Celine schnaufte, fuhr sich durch die Haare und schmierte sich ein beängstigendes Lächeln ins Gesicht.
"Wenn du wirklich so dumm bist, dann hier die Aufklärung:" Augenrollend verschränkte sie die Arme vor der Brust.
"Wir haben uns an Sylvester darüber unterhalten, wie sehr du Arthur zurück haben möchtest und das es dir ja so leid getan hat ihn stehen zu lassen und dann machst du am Abend mit Leighton in deiner Einfahrt herum? Sagt mal hast du sie noch alle?" stellte sie mich mit etwas zu Rede, dass sie gar nicht wissen konnte.
"Bitte was?" Stieß ich aus.
Außerdem hatte ich garantiert nicht mit Leighton herumgemacht. Er hat mich geküsst, überraschend und unerwartet, aber mehr war das nicht. Ich hatte nichts weltbewegendes dabei verspürt und das wusste er auch.
Aber woher wusse Celine davon?
"Ich habe nicht mit Leighton zu Sylvester rumgemacht. Wir sind beste Freunde, was zum Teufel denkst du eigentlich von mir?" stritt ich ab.
Celine glaubte mir nicht, sie lachte bitter auf.
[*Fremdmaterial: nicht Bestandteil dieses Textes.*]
Issue #3761, opened 2026-09-16
Database backups: timestamps are month-1/zero-indexed, are not zero padded, and duplicate backups are generated


iconoclasthero:
### Describe the Bug

When I upgraded on Saturday, 2026-09-12, the backup file name is db_2026-8-12_20-35-56.sqite
```
# stat config/db/backups/db_2026-8-12_20-35-56.sqlite 
  File: config/db/backups/db_2026-8-12_20-35-56.sqlite
  Size: 21716992  	Blocks: 42416      IO Block: 4096   regular file
Device: 8,1	Inode: 529585      Links: 1
Access: (0644/-rw-r--r--)  Uid: (    0/    root)   Gid: (    0/    root)
Access: 2026-09-15 12:30:47.995058492 -0400
Modify: 2026-09-12 20:35:58.479893142 -0400
Change: 2026-09-12 20:35:58.479893142 -0400
 Birth: 2026-09-12 20:35:56.983870134 -0400
```
Furthermore, there are two non-identical backups, despite upgrading once:
```
.rw-r--r-- 22M 12 Sep 20:35 db_2026-8-12_20-35-56.sqlite
.rw-r--r-- 22M 12 Sep 20:36 db_2026-8-12_20-36-2.sqlite
```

"Ich weiß langsam selber nicht mehr, was ich von dir denken soll. Aber was ich von dir weiß, dass es dir nicht ähnlich sieht dir zwei Typen anzulachen, den einen zu angeln und fallen zu lassen und den nächsten gleich in der Schlange stehen zu haben." konfrontierte sie mich mit etwas, dass totaler quatsch war.
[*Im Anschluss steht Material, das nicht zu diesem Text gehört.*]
PR #3770, opened 2026-09-16
fix(ui): point the manual systemd unit at the installed CLI path

### LINKED ISSUE #3768: Instructions for manually create systemd service for site are faulty on 1.23.0
### Describe the Bug

Systemd service file creating instructions are faulty pointing not to the installed pangolin binary:

```
sudo tee /etc/systemd/system/pangolin-site.service > /dev/null << 'EOF'
[Unit]
Description=Pangolin Site
Wants=network-online.target
After=network-online.target

[Service]
Type=simple
User=root
Group=root
EnvironmentFile=/etc/pangolin/pangolin-site.env
ExecStart=/home/owen/fossorial/cli/bin/pangolin up site
Restart=always
RestartSec=2
UMask=0077

PrivateTmp=true

[Install]
WantedBy=multi-user.target
EOF
```

Should be /usr/local/bin/pangolin instead of /home/owen/fossorial/cli/bin/pangolin

### Environment

- Pangolin Version: 1.23.0
- Edition (Community or Enterprise): CE
- Gerbil Version: 1.5.1
- Traefik Version: 3.7
- Newt Version: N/a, pangolin CLI
- Client Version: 1.7.0

### To Reproduce

Check site creation instructions with manually creating the systemd service.

### AI Disclosure

None

### Expected Behavior

Systemd service file should be

```
sudo tee /etc/systemd/system/pangolin-site.service > /dev/null << 'EOF'
[Unit]
Description=Pangolin Site
Wants=network-online.target
After=network-online.target

[Service]
Type=simple
User=root
Group=root
EnvironmentFile=/etc/pangolin/pangolin-site.env
ExecStart=/usr/local/bin/pangolin up site
Restart=always
RestartSec=2
UMask=0077

PrivateTmp=true

[Install]
WantedBy=multi-user.target
EOF
```

Hayyan612:

---

## Description

The "Manual Systemd Service" instructions on the site install screen hand the user a unit file with a developer machine path baked into it:

```
ExecStart=/home/owen/fossorial/cli/bin/pangolin up site
```

Copy that as printed and the service fails to start, since nothing is at that path on a normal install.

`src/components/newt-install-commands.tsx:153` is the only occurrence in the repo.

I checked the right value against the installer the step immediately above it recommends rather than guessing. `https://static.pangolin.net/get-cli.sh`:

```sh
# Prefer /usr/local/bin for system-wide installation
echo "/usr/local/bin"
```

That also matches the rest of the block, where the other commands call bare `pangolin` and rely on it being on `PATH`.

"Halt mal!" stoppte ich sie und hob die Hände.
"Wirfst du mir vor, dass ich was mit Leighton angefangen habe? Celine, da ist nichts. Er hat mir gesagt, dass er in mich verliebt ist, mehr ist nicht gewesen. Wo auch immer du diese Info her hast, das stimmt nicht!" führte ich ihr vor Augen.
Es konnte nur sein, dass irgendjemand aus unserem Jahrgang uns gesehen hatte, aber so weit ich wusste, wohnte bis auf Leighton niemand in meiner Straße.
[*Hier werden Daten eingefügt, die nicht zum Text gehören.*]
PR #3772, opened 2026-09-16
fix(sites): fall back to newtVersion so the Type badge is never empty

### LINKED ISSUE #3766: Site overview: "Type" is empty when not on latest Newt version
### Describe the Bug

After upgrading to 1.23.0 EE (personal use), my site overview shows empty badges where it should show an outdated Newt version. If I update a site's Newt, the version shows correctly. See screenshot.

Image

### Environment

- Pangolin Version: 1.23.0
- Edition (Community or Enterprise): EE

### To Reproduce

1. Upgrade to 1.23.0
2. Open Site overview.

### AI Disclosure

No AI 

### Expected Behavior

Show all Newt versions, not only newest

Hayyan612:

---

## Description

"Ich denke doch, dass meine Quelle sehr vertrauenswürdig ist und dass sie genau weiß was sie da gesehen hat. Aber sollte das wirklich anders gewesen sein und darum bete ich für dich, Kaileigh, dann mach das Arthur gefälligst gestern schon klar." Celine beruhigte sich ein wenig.
"Und das mit Leighton, pass auf dass du ihn vor Arthur an der Leine behältst sonst endet das für keinen der beiden mit dem Leben, wenn sie sich auf dem Gang begegnen." gab sie mir auf und brauste dann an mir vorbei in die Richtung von Arthur und Caleb.
Komplett von der Rolle sah ich ihr nach und schüttelte den Kopf.
Hatte Leighton an Monty weiter getratscht, dass er mich geküsst hat und Monty hat es an Celine weiter gegeben und sie an Arthur?
Aber Leighton würde so etwas nicht einfach an Monty weiter geben. Er hatte in den letzte Tagen keine Gelegenheit dazu, da wir uns die ganze Zeit ausgesprochen hatten.